*What is needed*: Read the lines of the data below and retrieve those with "Constants".

*Extracted data entries*:
PR #5017, opened 2017-09-19
3di proposed changes to the Android quickstart

awie3di:


articles/quickstart/native/android/_includes/_auth0.md
```diff
@@ -19,10 +19,12 @@ dependencies {
 ```
 
 ::: note
-You can check for the latest version on the repository [Readme](https://github.com/auth0/auth0.android#installation), in [Maven](http://search.maven.org/#search%7Cga%7C1%7Ca%3A%22auth0%22%20g%3A%22com.auth0.android%22), or in [JCenter](https://bintray.com/auth0/android/auth0).
+You can check for the latest version on the [repository Readme](https://github.com/auth0/auth0.android#installation), in [Maven](http://search.maven.org/#search%7Cga%7C1%7Ca%3A%22auth0%22%20g%3A%22com.auth0.android%22), or in [JCenter](https://bintray.com/auth0/android/auth0).
```
awie3di, line 22: @aaguiarz I wasn't sure of what is the latest version mentioned here. Could you help make this note more precise?

articles/quickstart/native/android/03-session-handling.md
```diff
@@ -18,24 +18,25 @@ This tutorial will show you how to login and maintain an active session with Aut
...
+* `refreshToken`: Refresh token that can be used to request new tokens without signing in again. To learn more, see the [refresh token documentation](/tokens/refresh-token/current).
+* `tokenType`: The type of tokens issued by the server.
+* `expiresIn`: The amount of seconds before the tokens expire.
+* `expiresAt`: The date when the tokens expire.
+* `scope`: The scope that was granted to a user. This information is shown only if the granted token is different than the requested one.
 
-The Tokens are the objects used to prove your identity against the Auth0 APIs. Read more about them [here](https://auth0.com/docs/tokens).
+The tokens are the objects used to prove your identity against the Auth0 APIs. Read more about them in the [tokens documentation](https://auth0.com/docs/tokens).
 
+## Before You Start
```
awie3di: There are two general types of headers in the quickstarts: 
* Steps in the process
* Descriptions 

To introduce some separation between the two types, how about: 
* Using imperative for the steps: "Do X", "Configure Y"
* Using the "About X" form for descriptions? 

That way, the readers will have some idea of what to expect from the section following the header. 

@aaguiarz

articles/quickstart/native/_includes/_callback-url-introduction.md
```diff
@@ -1,3 +1,7 @@
-Callback URLs are the URLs that Auth0 invokes after the authentication process. Auth0 routes your application back to this URL and appends additional parameters to it, including a token. Since callback URLs can be manipulated, you will need to add your application's URL to your client's `Allowed Callback URLs` for security. This will enable Auth0 to recognize these URLs as valid. If omitted, authentication will not be successful.
+A callback URL is a URL in your application where Auth0 redirects the user after they have been authenticated. Auth0 adds parameters to the callback URL, inluding a token.
```
lbalmaceda: "redirects -the user- after -they- have been authenticated". Singular or plural?

typo ~inluding~ -> including. Maybe instead of "including a token" we can say something different. It's true, a token is always returned (auth_token) but you can get more of them (id_token, refresh_token) and even data regarding those tokens (scope, expires_in).

articles/quickstart/native/_includes/_callback-url-introduction.md
```diff
@@ -1,3 +1,7 @@
-Callback URLs are the URLs that Auth0 invokes after the authentication process. Auth0 routes your application back to this URL and appends additional parameters to it, including a token. Since callback URLs can be manipulated, you will need to add your application's URL to your client's `Allowed Callback URLs` for security. This will enable Auth0 to recognize these URLs as valid. If omitted, authentication will not be successful.
+A callback URL is a URL in your application where Auth0 redirects the user after they have been authenticated. Auth0 adds parameters to the callback URL, inluding a token. 
+
+Callback URLs can be manipulated. For security, add your application's URL to the **Allowed Callback URLs** field in your [Client Settings](${manage_url}/#/applications/${account.clientId}/settings).
```
lbalmaceda: Manipulated how or by who? i.e. Attackers may manipulate the URL and redirect the traffic to them.

articles/quickstart/native/android/00-login.md
```diff
@@ -5,7 +5,7 @@ seo_alias: android
 budicon: 448
 ---
 
-This tutorial will show you how to integrate the Auth0 Login in your Android project in order to present the login box.
+This tutorial shows you how to integrate the Auth0 Login in your Android project and present the login box.
```
lbalmaceda: If "Auth0 Login" is a product I would say: "how to integrate Auth0 Login" or I would avoid saying Login at all: "how to integrate Auth0" as you later mention the login box.

articles/quickstart/native/android/00-login.md
```diff
@@ -23,5 +23,5 @@ This tutorial will show you how to integrate the Auth0 Login in your Android pro
 <%= include('_includes/_login') %>
 
 ::: note
-Please see [Browser-Based vs. Native Login Flows on Mobile Devices](/tutorials/browser-based-vs-native-experience-on-mobile) for information on choosing between the two types of login flows.
+Follow the [Browser-Based vs. Native Login Flows on Mobile Devices](/tutorials/browser-based-vs-native-experience-on-mobile) tutorial to learn how to choose between the two types of login flows.
```
lbalmaceda: This one linked is not a tutorial but rather an article.

articles/quickstart/native/android/03-session-handling.md
```diff
@@ -18,24 +18,25 @@ This tutorial will show you how to login and maintain an active session with Aut
   ]
 }) %>__
 
-For this, you will need to handle the user's `Credentials`. Let's take a look at this class, which is composed of five objects:
+You need the `Credentials` class to handle users' credentials. The class is composed of seven objects:
```
lbalmaceda: users' -> user's if referring to a single user. I would avoid the amount as it might change in the future and it's easier to update.

articles/quickstart/native/android/03-session-handling.md
```diff
@@ -18,24 +18,25 @@ This tutorial will show you how to login and maintain an active session with Aut
...
-* `expiresIn`: The amount in seconds in which the tokens will be deemed invalid.
-* `expiresAt`: The Date in which the tokens will be deemed invalid.
-* `scope`: The granted scope, if different from the requested one.
+* `accessToken`: Access token used by the Auth0 API. To learn more, see the [access token documentation](/tokens/access-token).
+* `idToken`: Identity token that proves the identity of the user. To learn more, see the [ID token documentation](/tokens/id-token).
+* `refreshToken`: Refresh token that can be used to request new tokens without signing in again. To learn more, see the [refresh token documentation](/tokens/refresh-token/current).
+* `tokenType`: The type of tokens issued by the server.
+* `expiresIn`: The amount of seconds before the tokens expire.
+* `expiresAt`: The date when the tokens expire.
+* `scope`: The scope that was granted to a user. This information is shown only if the granted token is different than the requested one.
```
lbalmaceda: "This information is shown only if the granted token **scope** is different than the requested one" or "This information is shown only if the granted **scope** is different than the requested one"

articles/quickstart/native/android/03-session-handling.md
```diff
@@ -49,9 +50,13 @@ WebAuthProvider.init(auth0)
                 .start(LoginActivity.this, callback);
 ```
 
-## Save The User's Credentials
+## Save the User's Credentials
```
lbalmaceda, line 53: I think the Docs team suggested us to use word caps on titles/sections. If you don't want to keep them in "short words" then "Before You Start" above should be "Before you Start"

articles/quickstart/native/android/03-session-handling.md
```diff
@@ -76,14 +81,13 @@ private final AuthCallback callback = new AuthCallback() {
...
+User credentials are stored in [Private mode](https://developer.android.com/reference/android/content/Context.html#MODE_PRIVATE) in the seed project in the `SharedPreferences` file. You can achieve this with the `CredentialsManager`class. For details, check the implementation in the project code. There are better and more secure ways to store tokens, but we will not cover them in this tutorial.
 :::
 
-## At Startup: Check Token Existence
+## Check for Tokens when the Application Starts
 
-The main purpose of storing this token is to save users from having to re-enter their login credentials when relaunching the app. Once the app has launched, we need to check for the existence of an `access_token` to see if we can automatically log the user in and redirect the user straight into the app’s main flow, skipping the login screen.
+To save your users the effort of logging in every time they open your app, use their access tokens. You can check for the access token when a user starts the app. If you find the token, you can automatically log the user in and direct them straight to your app's main flow.
```
lbalmaceda, line 89: i would use redirect instead of direct

articles/quickstart/native/android/03-session-handling.md
```diff
@@ -96,13 +100,16 @@ if (accessToken == null) {
...
 ```
 
-## Validate an Existing Token
+## Validate the Existing Token
 
-If the `access_token` exists, we need to check whether it’s still valid. To do so we can:
-* Check that the elapsed time since the token was obtained is lesser than the `expires_in` value received in with the credentials. For this to work we'll have to save the current time whenever we receive and store a new pair of credentials.
+If the access token exists, the next step is to check if it is valid. 
+You can choose between two options: 
+* Ssave the time when the user receives a new pair of credentials. Then, check if the time since the user got the access token exceeds the time defined in the `expires_in` value.
```
lbalmaceda: typo: ssave -> save
The concept is a bit wrong. When you receive a token you also receive the `expires_in` value. Save both the date/time at which it was requested and the expires_in value. When you need to use the token, check that the elapsed time since first saved is no longer than expires_in. If that's the case, the token is expired and needs to be renewed.

articles/quickstart/native/android/03-session-handling.md
```diff
@@ -96,13 +100,16 @@ if (accessToken == null) {
...
 * Call the Auth0 Authentication API and check the response.
 
-We will explain the latter approach by calling the `/userinfo` endpoint.
+::: note 
+This tutorial shows how to call the Auth0 Authentication API with the `/userinfo` endpoint.
```
lbalmaceda: This tutorial shows how to verify a Token by calling the Auth0 Authentication API on the `/userinfo` endpoint.

articles/quickstart/native/android/04-user-profile.md
```diff
@@ -49,11 +51,14 @@ AuthenticationAPIClient authClient = new AuthenticationAPIClient(auth0);
...
 
 ::: note
-It's suggested that you add both the Auth0 `domain` and `clientId` to the `strings.xml` file rather than hardcode them.
+Do not hardcode the Auth0 `domain` and `clientId` values. We recommend you add them to the `strings.xml` file.
 :::
 
-Next, use the `access_token` to obtain the user id with the `AuthenticationAPIClient`. Although the call returns a `UserProfile` instance, this is a basic OIDC conformant profile and the only guaranteed claim is the `sub` which contains the user's id, but depending on the requested scope the claims returned may vary. With the `sub` value call the [Management API](https://auth0.com/docs/api/management/v2#!/Users) and get a complete user profile back.
+Use the access token and the `AuthenticationAPIClient` client to obtain the user's ID. 
+
+When you call the `AuthenticationAPIClient` client, it returns an instance of the `UserProfile` profile. This profile is a basic, OIDC-conformant profile, which guarantees only the `sub` claim. The `sub` claim contains the user's ID. Depending on the scope you requested, the remaining claims returned by the `UserProfile` are different.
```
lbalmaceda: "When you call the `AuthenticationAPIClient` client" -> You don't "call" the client, you call an API or its endpoints. This paragraph is missing which endpoint gets called (/userinfo). Also it's not just a "basic oidc conformant", that would be the case of requesting just the `openid` scope. The more scope you request, the larger the profile will be. Maybe we can link to this doc https://auth0.com/docs/scopes/current#example-asking-for-standard-claims

articles/quickstart/native/android/04-user-profile.md
```diff
@@ -49,11 +51,14 @@ AuthenticationAPIClient authClient = new AuthenticationAPIClient(auth0);
...
+Do not hardcode the Auth0 `domain` and `clientId` values. We recommend you add them to the `strings.xml` file.
 :::
 
-Next, use the `access_token` to obtain the user id with the `AuthenticationAPIClient`. Although the call returns a `UserProfile` instance, this is a basic OIDC conformant profile and the only guaranteed claim is the `sub` which contains the user's id, but depending on the requested scope the claims returned may vary. With the `sub` value call the [Management API](https://auth0.com/docs/api/management/v2#!/Users) and get a complete user profile back.
+Use the access token and the `AuthenticationAPIClient` client to obtain the user's ID. 
+
+When you call the `AuthenticationAPIClient` client, it returns an instance of the `UserProfile` profile. This profile is a basic, OIDC-conformant profile, which guarantees only the `sub` claim. The `sub` claim contains the user's ID. Depending on the scope you requested, the remaining claims returned by the `UserProfile` are different. 
 
+When you get the `sub` value, call the [Management API](https://auth0.com/docs/api/management/v2#!/Users).
```
lbalmaceda: This line should be after the "user info snippet". Also I think the content is the same as line 83. "Use the `UsersAPIClient` client and the user's ID to get the full user profile"

articles/quickstart/native/android/04-user-profile.md
```diff
@@ -94,12 +99,11 @@ usersClient.getProfile(userId)
         });
 ```
 
+## Access the Data Inside the `UserProfile` Profile
```
lbalmaceda: by skipping the `UserProfile` class you avoid saying profile twice. 

"## Access the Data Inside the received Profile"

articles/quickstart/native/android/04-user-profile.md
```diff
@@ -94,12 +99,11 @@ usersClient.getProfile(userId)
...
 
-## Access The Data Inside The UserProfile
+### Default information
 
-##### I. DEFAULT INFO
-
-At this point, you already have access to the `UserProfile`.
+At this point, you already have access to the `UserProfile` profile.
```
lbalmaceda: Maybe we can replace "profile" with "instance".

articles/quickstart/native/android/04-user-profile.md
```diff
@@ -110,48 +114,51 @@ profile.getEmail();
...
+### Additional information
 
-Besides the defaults, you can handle more information that is contained within any of the following `map`:
+You can handle additional information within any of the following maps:
 
-##### A. USER METADATA
+#### A. User metadata
 
-The `userMetadata` map contains fields related to the user profile that can be added from the client-side (e.g. when editing the profile). This tutorial explains how to achieve this. You can access its fields as follows:
+The `userMetadata` map contains user profile fields that can be added from the client-side session (e.g. when a user edits their profile). You can access this information in the following way:
```
lbalmaceda: "session" is a confusing word here as it might refer to a "previous state" (like a cart on a store's web page). Better if avoided.

articles/quickstart/native/android/04-user-profile.md
```diff
@@ -110,48 +114,51 @@ profile.getEmail();
...
 
 ```java
 String country = (String) profile.getUserMetadata().get("country");
 ```
 
 ::: note
-The strings you use for subscripting the user_metadata map, and the variable types you handle, are up to you.
+You can choose the strings for subscripting the `user_metadata` map and the variable types you handle.
```
lbalmaceda: Maybe change a bit the wording to say something like "You can choose the name of the keys and its values types"

articles/quickstart/native/android/04-user-profile.md
```diff
@@ -110,48 +114,51 @@ profile.getEmail();
...
+#### B. App metadata
 
-The `appMetadata` map contains fields that are usually added via a Rule or Hook, which is read-only for the native platform.
+The `appMetadata` map contains fields that are usually added with a [Rule](/rule) or a [Hook](/hooks). For native platforms, this information is read-only.
 
-##### C. EXTRA INFO
+#### C. Extra information
 
-The `extraInfo` map contains additional values stored in Auth0 but not mapped to a `UserProfile` getter method. That information is read-only for the native platform.
+The `extraInfo` map contains additional values that are stored in Auth0 but not mapped to the `UserProfile` getter method. For native platforms, this information is read-only.
```
lbalmaceda: the `UserProfile` class has "getters methods" to obtain specific claims, like "getUserID". The `extraInfo` map gathers all the claims that don't have an associated getter method. That said, I would keep the "to **a** `UserProfile` getter method."

articles/quickstart/native/android/05-linking-accounts.md
```diff
@@ -18,22 +18,28 @@ This tutorial will show you how to link two different accounts for the same user
...
-* You're familiar with the concepts of `userId` and `idToken`. You can find info about them in the [Session Handling](/quickstart/native/android/03-session-handling) and [User Profile](/quickstart/native/android/04-user-profile) tutorials.
+::: panel Complete the previous tutorials
+Before you continue with this tutorial, make sure that you have completed the previous tutorials. This tutorial assumes that:
+* You have integrated [Auth0](https://github.com/auth0/Auth0.Android) as a dependency in your project. 
+* You are familiar with the `WebAuthProvider` class. To learn more, see the [Login](/quickstart/native/android/00-login) and the [Session Handling](/quickstart/native/android/03-session-handling) tutorials.
+* You are familiar with the concepts of `userId` and `idToken`. You can find info about them in the [Session Handling](/quickstart/native/android/03-session-handling) and the [User Profile](/quickstart/native/android/04-user-profile) tutorial.
```
lbalmaceda: tutorial -> tutorials

articles/quickstart/native/android/05-linking-accounts.md
```diff
@@ -18,22 +18,28 @@ This tutorial will show you how to link two different accounts for the same user
...
 
-Here's the scenario: Your logged-in user wants to link one (or multiple) accounts to the account they are logged in with.
+Your users may want to link their other accounts to the account they are logged in to. 
+
+::: note
+Use the [Auth0 Android](https://github.com/auth0/Auth0.Android) library.
+:::
 
-To do this, we will use the Auth0 library as we did in the [Login](/quickstart/native/android/00-login) tutorial. In this case, we will send as an extra a boolean value to indicate that this is a secondary login, along with the `userId` obtained from the first login.
+To allow your users to link their accounts, in your requests, you need to send an additional boolean value. The boolean value tells the application that it is a secondary login, with the `userID` value obtained after the first login.
```
lbalmaceda: I would rewrite and clarify this: This boolean value is not "sent in a request" (people might think it's a HTTP request). The sample has 2 activities and to move from one to the other uses the android `Intent` class, which accepts key-value data. One of them is telling the "login activity" that it's going to be created in the "linking accounts mode" (telling nothing means it just wants to log in, typically at the start of the app), and the other one is telling which is the user id that it got that wants to merge with whatever userId is obtained next.

articles/quickstart/native/android/05-linking-accounts.md
```diff
@@ -52,7 +58,7 @@ boolean linkSessions = getIntent().getExtras().getBoolean(Constants.LINK_ACCOUNT
 String userId = getIntent().getExtras().getString(Constants.PRIMARY_USER_ID);
 ```
 
-Then, in the login response we decide if we advance to the `MainActivity` as usual or return to the already instantiated one:
+In the login response, decide whether you want to move to  `MainActivity` as usual, or return to the already instantiated one:
```
lbalmaceda: I think that by "the already instantiated one" we meant "the current activity". It's confusing, I would just say:

"In the login response check the linkSessions boolean value to know if you need to show the MainActivity or continue to link the accounts."

Also, there are two whitespaces before the `MainActivity`

articles/quickstart/native/android/05-linking-accounts.md
```diff
@@ -69,9 +75,11 @@ public void onAuthentication(Credentials credentials) {
 }
 ```
 
-## Link an Account
+## Link the Accounts
 
-Now we can link the accounts. You have a main user along with another account you want to link to that user. All we need is the `id` of the logged-in user and the `id_token` for the two accounts: the one we had previously saved and the one that we just received in the login response.
+Now, you can link the accounts. To do this, you need the logged-in user's ID and the ID tokens for the two accounts: 
+* The saved account the user initially logged in to
+* The second account received in the login response
```
lbalmaceda: make clear which response we mean: "The second account received in the **last** login response"

articles/quickstart/native/android/05-linking-accounts.md
```diff
@@ -93,9 +101,9 @@ private void performLink(String secondaryIdToken) {
           });
 ```
 
-## Retrieve Linked Accounts
+## Retrieve the Linked Accounts
 
-The `AuthenticationAPIClient#userInfo` response doesn't include the identities array, but still you need to use it to obtain the user `id`. Then, by calling the `UsersAPIClient#getProfile` method you can obtain a user's full profile, which includes the linked accounts as an array of `UserIdentities`.
+To get the user's ID, use the `AuthenticationAPIClient#userInfo` response. Then, call the `UsersAPIClient#getProfile` method to obtain the user's full profile. The profile includes the linked accounts as the `UserIdentities` array.
```
lbalmaceda: I would rephrase this to avoid mentioning the "class#method". Maybe:
"Use the user ID (((((I don't mention from where I obtained it because it was used in the section above))))) to call the UsersAPIClient's `getProfile` method and obtain the full user's profile, which will now include the linked accounts in the `UserIdentities` array.

articles/quickstart/native/android/05-linking-accounts.md
```diff
@@ -115,12 +123,17 @@ usersClient.getProfile(userInfo.getId())
 ```
 
 ::: note
-For more information, check the [UserIdentity.java](https://github.com/auth0/Auth0.Android/blob/master/auth0/src/main/java/com/auth0/android/result/UserIdentity.java) class.
+For more information, check the [UserIdentity.java class documentation](https://github.com/auth0/Auth0.Android/blob/master/auth0/src/main/java/com/auth0/android/result/UserIdentity.java).
```
lbalmaceda, line 118: remove `.java`

articles/quickstart/native/android/06-calling-apis.md
```diff
@@ -18,26 +18,40 @@ This tutorial demonstrates how to use a previously saved token to authenticate y
   ]
 }) %>__
 
-## Before Starting
+## Before You Start
 
-You should already know how to handle the `Credentials` object, as explained in the [Session Management](/quickstart/native/android/03-session-handling) tutorial.
+::: panel Complete the previous tutorials
+Before you continue with this tutorial, make sure that you have completed the previous tutorials. This tutorial assumes that:
+* You have completered the [Session Handling](/quickstart/native/android/03-session-handling tutorial and you know how to handle the `Credentials` object.
```
lbalmaceda: typo: completered -> completed

articles/quickstart/native/android/06-calling-apis.md
```diff
@@ -18,26 +18,40 @@ This tutorial demonstrates how to use a previously saved token to authenticate y
...
+* You have set up a backend application as API. To learn how to do it, follow one of the [backend tutorials](https://auth0.com/docs/quickstart/backend). 
+:::
 
-This sample assumes that you have already setup a backend application as API. If you haven't done so, you can follow any backend quickstart defined [here](https://auth0.com/docs/quickstart/backend). Then obtain the endpoint in which you're expecting the user to be first authenticated and declare it as a constant in the current class.
+After you set up an API, obtain the endpoint where your users authenticate. Declare the endpoint as constant in the current class:
```
lbalmaceda: "as **a** constant"

articles/quickstart/native/android/06-calling-apis.md
```diff
@@ -78,4 +88,6 @@ client.newCall(request).enqueue(new Callback() {
 });
 ```
 
-From here, check that the request was made and that the response came back as expected. You will need to configure your server-side to protect your API endpoints with the secret key for our Auth0 application. As in this example we're using the Auth0's issued `access_token`, you can use this same token to call Auth0 API's.
+Check if the request was made and if the response that came back was what you expected. 
+
+You need to configure your server side to protect your API endpoints with the secret key for our Auth0 application. In this example, you can use the user's access token issued by Auth0 to call Auth0 APIs.
```
lbalmaceda: I think we refer to "Auth0 applications" as "Auth0 clients" previously. Also, I would change: our Auth0 -> your Auth0

articles/quickstart/native/android/07-authorization.md
```diff
@@ -18,28 +18,34 @@ This step demonstrates how to use Auth0 to create access roles for your users. W
...
+Edit the following line from the default script to match the conditions that fit your needs:
 
 ```java
 if (user.email.indexOf('@example.com') > -1)
 ```
-to match the condition that fits your needs.
 
-By default, it says that if the user email contains `@example.com` then they will be given an `admin` role, otherwise a regular `user` role.
+The default rules for assigning access roles are:
+* If the user's email contains @example.com, the user gets the admin roles anything else, the user gets the regular user role
```
lbalmaceda: If the user's email contains `@example.com`, the user gets the admin roles. Anything else, the user gets the regular user role.

articles/quickstart/native/android/07-authorization.md
```diff
@@ -67,9 +73,9 @@ if (roles.contains("admin")) {
 ```
 
 ::: note
-Notice that you'll find the `roles` information within the `appMetadata` HashMap and not in the `userMetadata`. Application metadata cannot be modified by users, whereas User metadata can be.
+Application metadata cannot be modified by users but the user metadata can be modified. Because of that, the information about user roles is in the `appMetadata` HashMap, not in the `userMetadata` HashMap.
```
lbalmaceda: I would use:
"Application metadata cannot be modified by users but the user metadata can. Because of that, information about user roles is stored in the `appMetadata` Map"

articles/quickstart/native/android/_includes/_auth0.md
lbalmaceda: @awie3di We use `compile 'com.auth0.android:auth0:1.+'` in the articles to use the "latest major" and avoid coming here to update it on every release. If something related to the setup changes then we come and fix it. By adding this "you can check for the latest.." paragraph, people can check which is the "explicit" latest version so they don't use `1.+`

articles/quickstart/native/android/_includes/_auth0.md
```diff
@@ -19,10 +19,12 @@ dependencies {
...
 :::
 
-Now add the _Manifest Placeholders_, required by the SDK to define internally an **intent-filter** to capture the authentication callback. You do that by adding the next line:
+Add manifest placeholders required by the SDK. The placeholders define internally an `intent-filter` to capture the authentication callback URL.
```
lbalmaceda: placeholders are used to generate the intent-filter. (the library generates it). I would use:
"Add manifest placeholders required by the SDK. Placeholders are used internally to define an `intent-filter` that captures the authentication callback URL."

articles/quickstart/native/android/_includes/_login.md
```diff
@@ -1,11 +1,30 @@
...
+In the `login` method, create a new instance of the `Auth0` object to hold user credentials. 
 
-After calling `WebAuthProvider#start` the browser will launch and show **Lock**, and the final result will be received in the callback that you pass.
+You can use a constructor that receives an Android Context if you have added the following String resources: 
+* `R.string.com_auth0_client_id`
+* `R.string.com_auth0_domain`
+
+If you prefer to hardcode the resources, use the constructor that receives both strings. Then, use the `WebAuthProvider` class to authenticate with any connection you enabled on your client in the  [Auth0 dashboard](${manage_url}/#/).
+
+You need to make sure you get a reponse compliant with the OpenID Connect protocol. You can choose between two options:
```
lbalmaceda: typo: reponse -> response

articles/quickstart/native/android/_includes/_login.md
```diff
@@ -1,11 +1,30 @@
...
+
+* Set the audience
+* Turn on the **OIDC conformant** switch in your Auth0 dashboard
+  		  
+::: note
+To turn on the **OIDC conformant** switch, in your [Client Settings](${manage_url}/#/applications/${account.clientId}/settings), click on **Show Advanced Settings** > **OAuth**. To learn more, read the [net flows documentation](/api-auth/intro#how-to-use-the-new-flows).
+:::
+
+After you call the `WebAuthProvider#start` function, the browser launches and shows the **Lock** widget. The callback URL contains the final result of the authentication process.
```
lbalmaceda: "After you call the `WebAuthProvider#start` function, the browser launches and shows the **Lock** widget. Once the user authenticates, the callback URL will be called with the final result of the authentication process. "

articles/quickstart/native/android/_includes/_login.md
```diff
@@ -38,13 +57,23 @@ private void login() {
 
 ## Capture the Result
 
-You'll first need to whitelist the **Callback URL** in the "Allowed Callback URLs" section of the [Client settings](${manage_url}/#/clients) by adding the URL below. Remember to replace `YOUR_APP_PACKAGE_NAME` with your actual application's package name, available in the `app/build.gradle` file as the `applicationId` attribute:
+Whitelist the callback URL for your app in the **Allowed Callback URLs** section in [Client settings](${manage_url}/#/clients). In that section, enter the following URL:
```
lbalmaceda, line 64: Replace Client Settings URL with `${manage_url}/#/applications/${account.clientId}/settings`

articles/quickstart/native/android/_includes/_login.md
```diff
@@ -70,12 +99,7 @@ The browser will redirect to your application with the authentication result. Be
...
 ```
 
-There are many options to customize the authentication using the `WebAuthProvider` builder. Make sure to check them [here](/libraries/auth0-android#implementing-web-based-auth).
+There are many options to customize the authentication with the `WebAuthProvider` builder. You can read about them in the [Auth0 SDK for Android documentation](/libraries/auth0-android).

*Result for this exercise*:
@@ -52,7 +58,7 @@ boolean linkSessions = getIntent().getExtras().getBoolean(Constants.LINK_ACCOUNT
 String userId = getIntent().getExtras().getString(Constants.PRIMARY_USER_ID);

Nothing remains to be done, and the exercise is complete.